*** Working data ***

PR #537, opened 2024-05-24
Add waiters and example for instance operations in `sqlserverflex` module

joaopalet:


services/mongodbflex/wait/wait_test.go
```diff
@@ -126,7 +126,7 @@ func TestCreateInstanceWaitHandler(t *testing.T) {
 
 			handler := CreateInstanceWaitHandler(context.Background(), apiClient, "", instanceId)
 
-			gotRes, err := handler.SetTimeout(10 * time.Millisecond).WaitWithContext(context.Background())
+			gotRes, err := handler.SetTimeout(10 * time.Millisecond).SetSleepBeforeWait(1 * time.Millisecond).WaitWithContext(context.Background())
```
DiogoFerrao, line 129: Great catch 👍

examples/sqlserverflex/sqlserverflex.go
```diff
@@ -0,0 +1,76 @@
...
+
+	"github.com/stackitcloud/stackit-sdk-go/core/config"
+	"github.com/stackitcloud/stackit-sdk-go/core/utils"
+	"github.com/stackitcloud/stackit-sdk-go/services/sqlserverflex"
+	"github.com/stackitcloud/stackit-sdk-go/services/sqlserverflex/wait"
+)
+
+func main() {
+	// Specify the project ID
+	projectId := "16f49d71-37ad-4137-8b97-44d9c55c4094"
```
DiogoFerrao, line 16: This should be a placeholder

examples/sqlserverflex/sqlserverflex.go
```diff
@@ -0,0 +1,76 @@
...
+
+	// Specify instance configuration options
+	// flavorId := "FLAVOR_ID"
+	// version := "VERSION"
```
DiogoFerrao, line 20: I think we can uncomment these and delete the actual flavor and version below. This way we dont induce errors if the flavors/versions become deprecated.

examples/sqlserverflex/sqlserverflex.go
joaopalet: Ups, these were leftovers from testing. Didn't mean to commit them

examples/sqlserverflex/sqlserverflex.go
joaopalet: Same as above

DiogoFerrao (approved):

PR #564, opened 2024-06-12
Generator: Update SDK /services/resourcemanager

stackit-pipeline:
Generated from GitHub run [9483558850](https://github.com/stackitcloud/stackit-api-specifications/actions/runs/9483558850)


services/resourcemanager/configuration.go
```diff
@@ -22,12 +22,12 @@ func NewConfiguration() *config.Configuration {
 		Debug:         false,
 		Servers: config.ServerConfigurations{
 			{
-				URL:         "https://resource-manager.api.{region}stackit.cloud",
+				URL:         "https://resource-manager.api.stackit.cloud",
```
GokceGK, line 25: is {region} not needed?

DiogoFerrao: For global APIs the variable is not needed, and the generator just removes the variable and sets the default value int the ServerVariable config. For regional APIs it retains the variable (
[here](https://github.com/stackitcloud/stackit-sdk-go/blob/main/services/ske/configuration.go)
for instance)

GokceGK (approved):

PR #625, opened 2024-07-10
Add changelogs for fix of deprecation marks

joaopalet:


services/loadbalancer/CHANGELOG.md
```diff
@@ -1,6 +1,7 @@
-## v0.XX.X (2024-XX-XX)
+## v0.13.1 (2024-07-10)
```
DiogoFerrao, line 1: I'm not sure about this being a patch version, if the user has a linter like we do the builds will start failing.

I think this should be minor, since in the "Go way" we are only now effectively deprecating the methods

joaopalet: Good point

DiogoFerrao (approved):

*** End of Working data ***

> **Problem statement**
Lines of the listing above that contain the word "GokceGK" should all be returned.

> **Exercise output**
GokceGK, line 25: is {region} not needed?
GokceGK (approved):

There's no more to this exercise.